Jimmy Wales announced plans to develop the search engine, to be named “Wikiasari,” or “Wikia,” for short, in a Dec. 23 online posting.

The Wikimedia Foundation of St. Petersburg, Fla., which manages the website Wikipedia.com, emphasizes that the search engine project is not associated with the foundation.

Wales said that current search-engine technology, using complex algorithms to complete searches, is “broken.”

“It is broken for the same reason that proprietary software is always broken: lack of freedom, lack of community, lack of accountability (and) lack of transparency.
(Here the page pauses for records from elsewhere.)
PR #5419, opened 2024-01-18
feat(rust): Port PolymorphicMetricsProcessor to Rust

ayirr7:


ayirr7:
I think the next step is to start porting over the Release Health tests so we can verify the processor behavior

untitaker:
next steps IMO: add it in `processors/mod.rs`'s "declare" macro (and uncomment the `mod ` line), then you will see compilation errors and some tests will run out of the box

rust_snuba/src/processors/release_health_metrics.rs
```diff
@@ -0,0 +1,754 @@
...
+const GRANULARITY_ONE_DAY: u8 = 3;
+
+/// Generate a timeseries ID from the given parameters. Timeseries IDs are used to
+/// uniquely identify a timeseries in the database. This implemenation is based on
+/// the python implementation in order to ensure that the same timeseries ID is
+/// generated for the same input.
+///
+/// Upstream sends the tag keys and values as strings. Which is surprising since the
+/// tag keys are indexed so they should be integers. But we have to deal with it.
+fn generate_timeseries_id(
```
lynnagara, line 27: Since there's quite a bit of overlap between generic metrics and metrics, how about putting these common functions into a shared metrics utils file and using it from both sets of processors?

rust_snuba/src/processors/release_health_metrics.rs
```diff
@@ -0,0 +1,761 @@
...
+            generate_timeseries_id(from.org_id, from.project_id, from.metric_id, &from.tags);
+        let (tag_keys, tag_values): (Vec<_>, Vec<_>) = from.tags.into_iter().unzip();
+        let retention_days = enforce_retention(Some(from.retention_days), &config.env_config);
+
+        // The way the _should_process functionality works in the Python
+        // processor today is by matching against the InputType Enum
+        // Maybe we should look into porting that Enum into Rust?
+        match from.r#type.as_str() {
+            "s" => Ok(Some(MetricsRawRow {
+                use_case_id: from.use_case_id,
```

Here, we will change all that,” he wrote at the site, search.wikia.com.

Wales promotes Wikia as “a new kind of search engine, which relies on human intelligence to do what algorithms cannot.” He invited members of the Wiki community to help design the Wikia search engine, which he described as “an open-source alternative for Web search.”

He cited open-source search projects such as Nutch and Lucene as related efforts that can help in the development of Wikia.

Wikipedia is maintained with donations from users. The foundation filed its first financial statement Nov. 21, listing just over US$1 million in assets for the year that ended June 30.

While Wikipedia began mostly as a resource on technology issues, it has expanded to cover more general topics. And although its populist mission is to let users edit content, it has had to correct some embarrassing inaccuracies. Most notably, it let stand for four months in 2005 a posting identifying newspaper publisher John Seigenthaler Sr. as being involved in the assassinations of President John F. Kennedy and Sen. Robert F. Kennedy in the 1960s. It removed the posting only after Seigenthaler objected.

Wales and the Wikimedia Foundation did not respond to requests for comment.